■ Task
All lines from the one including "For example when" to the bottom of the entries below should be repeated exactly, both ends kept.
─── Records shown
PR #449, opened 2018-04-24
Fix #333: add overwrite option to build_get_url

### LINKED ISSUE #333: usage of util.build_get_url()?
the params given to the `util.build_get_url()` function do not overwrite the query params from the `base_url`. Is this an intended behaviour?

For example when one inits a wps service with a caps url and builds a `describeprocess` url one gets the following:

```
from owslib.util import build_get_url
url = "http://localhost/wps?service=wps&request=getcapabilities"                                                                                                       
req_url = build_get_url(url, {'version':'1.0.0', 'request': 'describeprocess', 'identifier':'dummy'})
print req_url                                                                       
'http://localhost/wps?service=wps&request=getcapabilities&version=1.0.0&identifier=dummy'
```

The request parameter is not overwritten (still `getcapabilities` and not `describeprocess` as expected).

Should i add an optional `overwrite` flag to the function?

cehbrecht:
This PR fixes #333. 

Changes:
* adds on overwrite flag to `util.build_get_url` to allow overwrite of `base_url` parameters
* adds a test for `build_get_url`

### DIFF
--- a/owslib/util.py
+++ b/owslib/util.py
@@ -479,21 +479,42 @@ def getNamespace(element):
     else:
         return ""
 
-def build_get_url(base_url, params):
-    ''' Utility function to build a full HTTP GET URL from the service base URL and a dictionary of HTTP parameters. '''
 
-    qs = []
+def build_get_url(base_url, params, overwrite=False):
+    ''' Utility function to build a full HTTP GET URL from the service base URL and a dictionary of HTTP parameters.
+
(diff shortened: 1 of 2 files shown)


cehbrecht:
@tomkralidis This PR is compliant with the previous behavior of `util.build_get_url`. If you would like to have it in another way I can modify it with a new PR.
──────
■ Completed exercise
For example when one inits a wps service with a caps url and builds a `describeprocess` url one gets the following:

```
from owslib.util import build_get_url
url = "http://localhost/wps?service=wps&request=getcapabilities"                                                                                                       
req_url = build_get_url(url, {'version':'1.0.0', 'request': 'describeprocess', 'identifier':'dummy'})
print req_url                                                                       
'http://localhost/wps?service=wps&request=getcapabilities&version=1.0.0&identifier=dummy'
```

The request parameter is not overwritten (still `getcapabilities` and not `describeprocess` as expected).

Should i add an optional `overwrite` flag to the function?

cehbrecht:
This PR fixes #333. 

Changes:
* adds on overwrite flag to `util.build_get_url` to allow overwrite of `base_url` parameters
* adds a test for `build_get_url`

### DIFF
--- a/owslib/util.py
+++ b/owslib/util.py
@@ -479,21 +479,42 @@ def getNamespace(element):
     else:
         return ""
 
-def build_get_url(base_url, params):
-    ''' Utility function to build a full HTTP GET URL from the service base URL and a dictionary of HTTP parameters. '''
 
-    qs = []
+def build_get_url(base_url, params, overwrite=False):
+    ''' Utility function to build a full HTTP GET URL from the service base URL and a dictionary of HTTP parameters.
+
(diff shortened: 1 of 2 files shown)


cehbrecht:
@tomkralidis This PR is compliant with the previous behavior of `util.build_get_url`. If you would like to have it in another way I can modify it with a new PR.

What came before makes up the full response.